YOUR ASSIGNMENT — Write out the records below word for word, please.

EXTRACTED INFORMATION —
= = = =

PR #990, opened 2016-09-13
support newlines in parsing env files

### LINKED ISSUE #988: emp env-load does not support multiline values
Sometimes an environment value has a new line. When representing this in an env file the CLI is unable to properly parse a multiline expression where: 

```
AVAR='stuf
and
morestuf'
``` 

I came across this issue when attempting to move off heroku:
```
$ heroku config --app montage-dev -s > montage-dev.env
$ emp env-load -a montage montage-dev.env
error: poorly formatted environment: variable '-----END CERTIFICATE-----'' has white spaces
```

zbyte64:
This is to fix #988 ; Uses/vendors `github.com/joho/godotenv` to parse env files. Added a test for loading an env file.

### DIFF
--- a/tests/cli/env_test.go
+++ b/tests/cli/env_test.go
@@ -3,6 +3,9 @@ package cli_test
 import (
 	"testing"
 	"time"
+	"io/ioutil"
+	"os"
+	"fmt"
 )
 
 func TestConfig(t *testing.T) {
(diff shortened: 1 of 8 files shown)


tests/cli/env_test.go
```diff
@@ -113,3 +116,21 @@ func TestConfigConsistency(t *testing.T) {
...
+	file.Write(content)
+
+	run(t, []Command{
+		DeployCommand("latest", "v1"),
+		{
+			fmt.Sprintf("env-load %s -a acme-inc", file.Name()),
+			fmt.Sprintf("Updated env vars from %s and restarted acme-inc.", file.Name()),
+		},
+	})
+	defer os.Remove(file.Name())
```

= = = =

RESULT —
PR #990, opened 2016-09-13
support newlines in parsing env files

### LINKED ISSUE #988: emp env-load does not support multiline values
Sometimes an environment value has a new line. When representing this in an env file the CLI is unable to properly parse a multiline expression where: 

```
AVAR='stuf
and
morestuf'
``` 

I came across this issue when attempting to move off heroku:
```
$ heroku config --app montage-dev -s > montage-dev.env
$ emp env-load -a montage montage-dev.env
error: poorly formatted environment: variable '-----END CERTIFICATE-----'' has white spaces
```

zbyte64:
This is to fix #988 ; Uses/vendors `github.com/joho/godotenv` to parse env files. Added a test for loading an env file.

### DIFF
--- a/tests/cli/env_test.go
+++ b/tests/cli/env_test.go
@@ -3,6 +3,9 @@ package cli_test
 import (
 	"testing"
 	"time"
+	"io/ioutil"
+	"os"
+	"fmt"
 )
 
 func TestConfig(t *testing.T) {
(diff shortened: 1 of 8 files shown)


tests/cli/env_test.go
```diff
@@ -113,3 +116,21 @@ func TestConfigConsistency(t *testing.T) {
...
+	file.Write(content)
+
+	run(t, []Command{
+		DeployCommand("latest", "v1"),
+		{
+			fmt.Sprintf("env-load %s -a acme-inc", file.Name()),
+			fmt.Sprintf("Updated env vars from %s and restarted acme-inc.", file.Name()),
+		},
+	})
+	defer os.Remove(file.Name())
```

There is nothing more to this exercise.